## Action item
Only some lines are wanted. Transcribe, exactly, the lines below from the line with "This PR needs a quick review." up to and including the line with "Looks good to me ✨".

** Opening The input block **

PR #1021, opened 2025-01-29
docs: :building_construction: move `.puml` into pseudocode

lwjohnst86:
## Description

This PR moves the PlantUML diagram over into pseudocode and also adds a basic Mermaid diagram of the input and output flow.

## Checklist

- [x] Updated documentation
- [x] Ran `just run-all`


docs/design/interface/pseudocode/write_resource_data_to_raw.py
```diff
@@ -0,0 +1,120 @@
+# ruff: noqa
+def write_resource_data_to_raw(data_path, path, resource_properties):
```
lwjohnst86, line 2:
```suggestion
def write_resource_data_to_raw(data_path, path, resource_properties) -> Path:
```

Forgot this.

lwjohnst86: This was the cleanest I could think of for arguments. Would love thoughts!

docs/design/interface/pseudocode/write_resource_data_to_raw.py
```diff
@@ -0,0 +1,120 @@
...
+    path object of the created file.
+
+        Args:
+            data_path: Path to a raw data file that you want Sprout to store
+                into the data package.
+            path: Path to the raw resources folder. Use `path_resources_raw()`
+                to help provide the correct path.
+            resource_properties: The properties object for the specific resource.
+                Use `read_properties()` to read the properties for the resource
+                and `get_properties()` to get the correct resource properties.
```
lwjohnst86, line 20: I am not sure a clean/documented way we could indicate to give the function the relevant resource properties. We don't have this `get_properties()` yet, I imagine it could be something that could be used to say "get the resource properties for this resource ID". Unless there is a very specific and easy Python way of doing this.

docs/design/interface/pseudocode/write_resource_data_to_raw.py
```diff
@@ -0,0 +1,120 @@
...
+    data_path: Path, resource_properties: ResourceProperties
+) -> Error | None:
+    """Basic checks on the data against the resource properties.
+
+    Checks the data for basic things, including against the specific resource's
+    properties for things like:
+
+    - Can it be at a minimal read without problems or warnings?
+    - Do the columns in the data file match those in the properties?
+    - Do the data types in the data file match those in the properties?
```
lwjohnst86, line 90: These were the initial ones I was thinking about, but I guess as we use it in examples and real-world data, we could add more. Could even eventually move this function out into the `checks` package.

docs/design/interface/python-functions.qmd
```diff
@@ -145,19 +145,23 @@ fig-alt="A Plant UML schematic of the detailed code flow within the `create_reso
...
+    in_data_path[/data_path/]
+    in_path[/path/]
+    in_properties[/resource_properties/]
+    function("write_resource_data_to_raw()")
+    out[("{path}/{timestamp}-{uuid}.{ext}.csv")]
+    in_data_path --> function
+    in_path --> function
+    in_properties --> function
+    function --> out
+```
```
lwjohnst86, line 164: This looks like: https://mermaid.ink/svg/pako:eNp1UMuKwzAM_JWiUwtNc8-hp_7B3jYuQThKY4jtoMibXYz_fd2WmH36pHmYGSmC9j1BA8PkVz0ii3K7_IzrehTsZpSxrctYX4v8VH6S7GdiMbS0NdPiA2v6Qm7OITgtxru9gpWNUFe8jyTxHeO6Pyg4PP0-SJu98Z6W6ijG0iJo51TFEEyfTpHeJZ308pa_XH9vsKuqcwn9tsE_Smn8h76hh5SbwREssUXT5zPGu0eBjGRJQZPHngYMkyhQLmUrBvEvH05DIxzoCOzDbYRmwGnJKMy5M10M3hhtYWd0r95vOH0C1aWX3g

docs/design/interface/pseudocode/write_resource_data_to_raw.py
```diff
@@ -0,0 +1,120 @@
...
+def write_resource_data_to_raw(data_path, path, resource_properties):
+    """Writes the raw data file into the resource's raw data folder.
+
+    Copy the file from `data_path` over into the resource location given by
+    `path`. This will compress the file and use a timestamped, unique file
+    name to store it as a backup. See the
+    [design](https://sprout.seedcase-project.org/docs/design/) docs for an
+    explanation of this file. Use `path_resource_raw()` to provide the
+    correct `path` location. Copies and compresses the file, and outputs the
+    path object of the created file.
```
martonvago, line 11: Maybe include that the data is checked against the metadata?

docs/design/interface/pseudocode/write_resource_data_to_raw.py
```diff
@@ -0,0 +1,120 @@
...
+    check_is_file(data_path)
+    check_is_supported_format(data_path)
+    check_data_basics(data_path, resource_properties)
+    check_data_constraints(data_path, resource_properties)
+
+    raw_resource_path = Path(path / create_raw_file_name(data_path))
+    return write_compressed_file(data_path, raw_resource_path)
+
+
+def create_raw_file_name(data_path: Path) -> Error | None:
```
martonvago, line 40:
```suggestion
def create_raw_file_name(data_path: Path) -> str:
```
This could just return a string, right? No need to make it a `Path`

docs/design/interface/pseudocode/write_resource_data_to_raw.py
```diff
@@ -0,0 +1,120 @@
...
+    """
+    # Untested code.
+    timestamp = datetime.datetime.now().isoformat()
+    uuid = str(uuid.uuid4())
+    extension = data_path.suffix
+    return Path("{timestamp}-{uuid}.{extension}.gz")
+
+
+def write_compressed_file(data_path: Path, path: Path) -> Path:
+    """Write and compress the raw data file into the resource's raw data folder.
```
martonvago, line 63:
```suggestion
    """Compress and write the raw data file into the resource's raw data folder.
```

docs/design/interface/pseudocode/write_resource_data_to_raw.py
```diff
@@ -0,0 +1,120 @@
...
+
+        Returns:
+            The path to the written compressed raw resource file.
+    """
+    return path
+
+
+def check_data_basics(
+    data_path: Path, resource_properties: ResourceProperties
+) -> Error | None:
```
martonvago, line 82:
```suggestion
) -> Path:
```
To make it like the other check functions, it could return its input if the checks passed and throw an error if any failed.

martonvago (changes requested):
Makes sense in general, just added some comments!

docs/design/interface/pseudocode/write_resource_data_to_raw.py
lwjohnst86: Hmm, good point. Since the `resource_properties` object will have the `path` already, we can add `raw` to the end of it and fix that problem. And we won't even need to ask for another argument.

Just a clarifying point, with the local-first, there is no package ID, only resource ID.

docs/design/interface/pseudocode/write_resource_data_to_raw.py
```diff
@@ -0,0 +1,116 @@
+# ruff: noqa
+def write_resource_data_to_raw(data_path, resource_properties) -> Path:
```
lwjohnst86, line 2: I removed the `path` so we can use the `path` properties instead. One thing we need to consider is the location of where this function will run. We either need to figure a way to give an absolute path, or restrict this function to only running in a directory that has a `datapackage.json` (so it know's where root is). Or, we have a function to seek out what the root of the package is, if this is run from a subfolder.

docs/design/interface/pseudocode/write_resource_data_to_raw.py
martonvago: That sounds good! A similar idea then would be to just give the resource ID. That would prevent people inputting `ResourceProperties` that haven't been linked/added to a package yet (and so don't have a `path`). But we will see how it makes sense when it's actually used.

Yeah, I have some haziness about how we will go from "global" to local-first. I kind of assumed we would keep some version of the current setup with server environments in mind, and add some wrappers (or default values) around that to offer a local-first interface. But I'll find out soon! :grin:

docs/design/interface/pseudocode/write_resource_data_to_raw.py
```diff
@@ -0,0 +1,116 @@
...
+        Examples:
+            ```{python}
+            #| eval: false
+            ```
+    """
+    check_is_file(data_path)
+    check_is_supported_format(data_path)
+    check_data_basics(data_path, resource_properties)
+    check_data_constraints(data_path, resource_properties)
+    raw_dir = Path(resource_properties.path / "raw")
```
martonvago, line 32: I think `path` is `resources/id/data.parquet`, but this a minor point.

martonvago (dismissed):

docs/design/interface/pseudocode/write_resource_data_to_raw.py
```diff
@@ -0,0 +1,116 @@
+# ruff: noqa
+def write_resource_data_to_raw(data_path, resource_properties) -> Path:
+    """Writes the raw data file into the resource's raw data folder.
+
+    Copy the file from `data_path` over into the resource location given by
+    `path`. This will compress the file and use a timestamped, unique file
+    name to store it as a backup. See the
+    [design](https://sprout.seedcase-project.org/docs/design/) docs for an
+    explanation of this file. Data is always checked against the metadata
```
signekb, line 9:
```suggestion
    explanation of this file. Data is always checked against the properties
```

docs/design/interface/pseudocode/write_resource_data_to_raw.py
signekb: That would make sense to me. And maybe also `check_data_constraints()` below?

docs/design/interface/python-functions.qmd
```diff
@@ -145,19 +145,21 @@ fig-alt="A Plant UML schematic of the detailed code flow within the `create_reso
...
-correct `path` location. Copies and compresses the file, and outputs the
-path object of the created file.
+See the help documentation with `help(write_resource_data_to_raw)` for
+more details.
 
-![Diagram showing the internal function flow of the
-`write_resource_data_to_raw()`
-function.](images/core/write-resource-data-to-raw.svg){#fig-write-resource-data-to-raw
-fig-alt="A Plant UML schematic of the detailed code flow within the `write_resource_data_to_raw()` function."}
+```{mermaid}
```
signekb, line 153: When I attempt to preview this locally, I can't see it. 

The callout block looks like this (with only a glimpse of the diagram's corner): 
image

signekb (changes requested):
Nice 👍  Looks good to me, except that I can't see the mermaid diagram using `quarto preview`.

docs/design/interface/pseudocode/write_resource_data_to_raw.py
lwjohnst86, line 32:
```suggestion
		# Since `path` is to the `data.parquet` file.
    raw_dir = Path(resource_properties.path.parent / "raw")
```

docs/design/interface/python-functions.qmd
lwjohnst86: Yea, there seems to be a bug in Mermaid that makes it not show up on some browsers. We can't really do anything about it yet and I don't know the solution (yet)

** Closing The input block **
** Opening The input block **

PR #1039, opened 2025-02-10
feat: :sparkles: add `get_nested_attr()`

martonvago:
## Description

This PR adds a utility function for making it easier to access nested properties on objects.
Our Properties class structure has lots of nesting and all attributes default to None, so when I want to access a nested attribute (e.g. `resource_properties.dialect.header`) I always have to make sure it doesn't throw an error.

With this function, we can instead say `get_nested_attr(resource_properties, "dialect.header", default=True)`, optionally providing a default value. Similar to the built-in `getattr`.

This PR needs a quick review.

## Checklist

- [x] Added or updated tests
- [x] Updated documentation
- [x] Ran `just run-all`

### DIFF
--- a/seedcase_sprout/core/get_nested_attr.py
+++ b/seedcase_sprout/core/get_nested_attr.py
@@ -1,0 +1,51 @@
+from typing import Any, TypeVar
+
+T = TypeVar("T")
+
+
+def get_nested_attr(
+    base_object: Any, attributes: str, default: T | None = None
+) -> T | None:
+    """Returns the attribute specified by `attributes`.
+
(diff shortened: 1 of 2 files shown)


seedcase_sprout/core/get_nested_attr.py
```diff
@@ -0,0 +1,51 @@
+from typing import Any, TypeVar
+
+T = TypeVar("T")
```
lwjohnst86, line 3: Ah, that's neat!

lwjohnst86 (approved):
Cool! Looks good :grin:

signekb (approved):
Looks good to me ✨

** Closing The input block **

## Exercise solution
This PR needs a quick review.

## Checklist

- [x] Added or updated tests
- [x] Updated documentation
- [x] Ran `just run-all`

### DIFF
--- a/seedcase_sprout/core/get_nested_attr.py
+++ b/seedcase_sprout/core/get_nested_attr.py
@@ -1,0 +1,51 @@
+from typing import Any, TypeVar
+
+T = TypeVar("T")
+
+
+def get_nested_attr(
+    base_object: Any, attributes: str, default: T | None = None
+) -> T | None:
+    """Returns the attribute specified by `attributes`.
+
(diff shortened: 1 of 2 files shown)


seedcase_sprout/core/get_nested_attr.py
```diff
@@ -0,0 +1,51 @@
+from typing import Any, TypeVar
+
+T = TypeVar("T")
```
lwjohnst86, line 3: Ah, that's neat!

lwjohnst86 (approved):
Cool! Looks good :grin:

signekb (approved):
Looks good to me ✨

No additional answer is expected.